I hope people want to listen. I hope that listening makes them feel a little less afraid, a little less alone. I hope that feeling a little less alone creates space for a moment of compassion for someone else who’s busy with their own fear response, risk assessment, heartbreak, or posture of vulnerability or self-protection.
At this moment, since I can’t individually solve any of the big problems, at least not this week, that will have to be enough.
Phyllis Ferwerda
November 20, 2022 at 11:22 amDear Katharine, thank you for this inspiring and comforting post.
It made me think of a (guide)line I was taught during my yoga education. It adresses the moment before you want to speak: “ is it true, is it kind, and is it necessary”? It seems to me that you have not only become a beautiful artist but a yogi as well. Keep writing, because the answer is YES!
Ken Gould
November 20, 2022 at 8:49 pmInspired and inspiring!
Loved the ‘brain surgery’ reference in the Volkskrant piece… Indeed, it’s healthy to maintain perspective: no matter how a performance may go, the Earth will continue to turn.
Bill Griffeth
December 30, 2022 at 4:27 pmKatharine, it’s wonderful that you recovered from COVID-19 with no lingering symptoms — and are blogging once again! Last week singer friends my age contracted this dreaded disease and are still recovering. Fortunately they had been fully vaccinated and boosted. Everyone really should get the bivalent booster, which helps our bodies fight both original SARS-CoV-2 and the Omicron variants and subvariants.
This post reminds me of your April 10, 2020, post “Höchste Lust: music as the opposite of social distancing,” in which you also wrote a lot about vulnerability. You demonstrate great courage by, as you write in “Child’s Pose,” “opening my mouth and heart in front of hundreds or thousands of people to sing about very private feelings.” Yet you must also submerge your own emotions during the performance: “if my feelings as I sing are more visible to the audience than the music’s own pathos, the performance is less effective and less moving.” What a tightrope you must walk, what a needle you must thread!

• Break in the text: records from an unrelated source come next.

PR #6117, opened 2021-04-12
Not mutate original PostCSS config file.

hydrognomik:
# ↪️ Pull Request

Related to #6094.

## ✔️ PR Todo

- [ ] Added/updated unit tests for this change
- [ ] Filled out test instructions (In case there aren't any unit tests)
- [x] Included links to related issues/PRs

PR #6266, opened 2021-05-12
Prevents function from being called twice

n370:
The PostCSS transformer is calling this function twice and that is causing build and serve to fail intermittently (Once a successful pass is cached it always work for the same command). I know this is not the right solution but it might give y'all a hint on what is going on. 

During build or serve this function ends up being called twice and at the second pass the config object shows up modified, missing the original plugins property value.

I tried to mess up with this a little bit but didn't insisted too much as I don't have my local environment configured with the proper tooling to debug child processes.

I noticed that commenting out https://github.com/parcel-bundler/parcel/blob/a3aa86815e098c90fda72a08d29646ff059ab74d/packages/transformers/postcss/src/loadConfig.js#L42 doesn't fix the issue but breaks the code path somewhere else.

Sorry for the messy bug report. Let me know if I can help in any way.

# ↪️ Pull Request

## ✔️ PR Todo

### DIFF
--- a/packages/transformers/postcss/src/loadConfig.js
+++ b/packages/transformers/postcss/src/loadConfig.js
@@ -80,6 +80,8 @@ async function configHydrator(
   });
 }
 
+let count = 0;
+
 export async function load({
   config,
   options,
@@ -89,6 +91,7 @@ export async function load({
   options: PluginOptions,
   logger: PluginLogger,
 |}): Promise<void> {
+  if (count > 0) return;
   let configFile: any = await config.getConfig(
     ['.postcssrc', '.postcssrc.json', '.postcssrc.js', 'postcss.config.js'],
     {packageKey: 'postcss'},


devongovett:
Can you give us a bit more detail about what the problem was? Is there a way we can reproduce the issue?

n370:
> Can you give us a bit more detail about what the problem was? Is there a way we can reproduce the issue?

Hi @devongovett Thanks for your help. Yes I can. 

I have a GH action that is reproducing the issue at https://github.com/n370/rolltip/runs/2563636326?check_suite_focus=true

And here is the codebase:

https://github.com/n370/rolltip/tree/f06fc9233015e5026c3f067319c62b8f1e441c6d/demo

GH environment is ubuntu linux running

node v14.17.0
npm v7.12.1

I first noticed the issue in my mac notebook

node 12.22.1
npm 7.11.1

mischnic:
I think this is already fixed by https://github.com/parcel-bundler/parcel/pull/6117.

Try it with a nightly, the PR was merged after the beta.2

n370:
> I think this is already fixed by #6117.

@mischnic It is. Thanks for jumping in.

In my investigation I tried cloning at https://github.com/parcel-bundler/parcel/blob/a3aa86815e098c90fda72a08d29646ff059ab74d/packages/transformers/postcss/src/loadConfig.js#L41

But it didn't worked. I knew this was some issue with mutable references but couldn't quite spot where the change was needed.

PR #6286, opened 2021-05-15
Simplify source content handling

devongovett:
Goes into #6238. Opened a separate PR for feedback. Basically removed `asset.getSourcesContent` and set the source content in core.

Also I think we don't need to extract the source content from existing source maps because `map.extends` should handle copying over the correct source content from the original map. We only need to set the source content if there was no original map. Could be wrong though. Maybe we should add an integration test for this.


parcel-benchmark:
## Benchmark Results

#### Timings

| --- | --- | --- |

#### Cold Bundles

#### Cached Bundles

</p></details>

#### Timings

| --- | --- | --- |

#### Cold Bundles

#### Cached Bundles

</p></details>

#### Timings

| --- | --- | --- |

#### Cold Bundles

#### Cached Bundles

</p></details>

#### Timings

| --- | --- | --- |

#### Cold Bundles

#### Cached Bundles

</p></details>

**[Click here to view a detailed benchmark overview.](https://benchmark.parceljs.org/benchmark/298693636730651144)**

packages/transformers/babel/src/BabelTransformer.js
```diff
@@ -64,16 +64,6 @@ export default (new Transformer({
...
-    if (sourcesContent) {
-      for (let sourcesContentFileName of Object.keys(sourcesContent)) {
-        map.setSourceContent(
-          sourcesContentFileName,
-          sourcesContent[sourcesContentFileName],
-        );
-      }
-    }
-
     if (originalSourceMap) {
```
DeMoorJasper, line 67: `map.extends` should be removed in this transformer... this is probably a merge conflict that got resolved incorrectly. The AST should contain the mappings and the source contents should get set as Babels AST has no way to contain these

packages/shared/babel-ast-utils/src/index.js
```diff
@@ -156,16 +156,6 @@ export async function generate({
     options,
   });
 
-  let sourcesContent = await asset.getSourcesContent();
```
DeMoorJasper, line 159: This is still necessary as Babel does not embed this in it's AST

packages/core/core/src/UncommittedAsset.js
```diff
@@ -62,7 +60,7 @@ export default class UncommittedAsset {
   options: ParcelOptions;
   content: ?(Blob | Promise<Buffer>);
   mapBuffer: ?Buffer;
-  sourcesContent: ?SourcesContentDictionary;
```
DeMoorJasper, line 65: Why did this change to just one source content? Compiled modules can have multiple sources?

DeMoorJasper (changes requested):

packages/transformers/babel/src/BabelTransformer.js
devongovett: Oh I thought extends would take care of setting all the source content?

packages/core/core/src/UncommittedAsset.js
devongovett: Extends should take care of setting source content when there is a previous source map right?

packages/transformers/babel/src/BabelTransformer.js
DeMoorJasper: It does but it also remaps mappings which isn't necessary in this case as the babel ast should already contain the original mappings. So we just need to set source contents

packages/core/core/src/UncommittedAsset.js
DeMoorJasper: In case of babel it's part of the ast so no extends should be called as it would also remap all mappings as mentioned in other reply

packages/transformers/babel/src/BabelTransformer.js
devongovett: Ah. Ok well maybe we can still avoid an extra method in core by copying over the source contents from the original map here rather than extracting and storing it in core even when unnecessary.

devongovett: Do we have an integration test that covers this btw?

packages/core/core/src/UncommittedAsset.js
devongovett: Ok. So now `sourceContent` is only used when there is no previous source map. In that case, it is set by Transformation.js to the original source content, and used by `setMap` below. If there is an original source map, the transformer will either call `extends` on it, or in the case of babel, apply the source map to the AST and copy the original source contents over in `generate`. Does that make sense?

DeMoorJasper: Kind of, the only issue here is that the map will be erased whenever `commit` is called in `UncommittedAsset.js` so those source contents get lost pretty quickly if we ever re-use the AST... which is maybe no longer obvious after the JS Transformer rewrite but still a bug...

DeMoorJasper: This was how I originally fixed this issue, before I saw this line: https://github.com/parcel-bundler/parcel/blob/v2/packages/core/core/src/UncommittedAsset.js#L102

packages/transformers/babel/src/BabelTransformer.js
DeMoorJasper: Yes, Will added a test for it, thought I also had one in the original PR but apparently not

packages/core/core/src/UncommittedAsset.js
devongovett: Oh yeah I guess it would only be an issue if the packager uses an AST but that's not the case anymore. Kinda wondering if we should just remove support for that.

DeMoorJasper: Sounds like a good idea to remove support for it. Would probably cause issues at some point otherwise

DeMoorJasper (approved):

PR #6294, opened 2021-05-16
fix parcel CLI passed config

Magi-KS:
- parcel CLI config option was NOT used before, updated cli.js so that
the passed config is actually passed to parcel.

You write movingly about the difficulty of understanding the vulnerabilities and consequent choices of others. Gergiev’s vocal support of Putin makes him deserve the cancellations he has suffered. For years people have protested Gergiev’s appearances at Carnegie Hall. I’ve always gone inside for the concert he was to lead, but the last time I didn’t clap for him. Small gestures can mount up. I wonder how the audience would have responded if his concert this year had not been cancelled. Can you imagine total silence as he walked on stage, or even catcalls? It could have gotten ugly. He might even have walked off stage and everyone’s evening would have been ruined. It’s better that the concert was called off.
Other Russian performers have walked their own tightropes in regard to Putin’s war in Ukraine. One pianist who performed with the New Jersey Symphony Orchestra last spring stood at the corner of the stage while someone made a statement about the war from center stage. I’ll be interested in your further thoughts about artists and their relationships to the regimes to which they are vulnerable.
I wish you a healthy, happy, and successful 2023.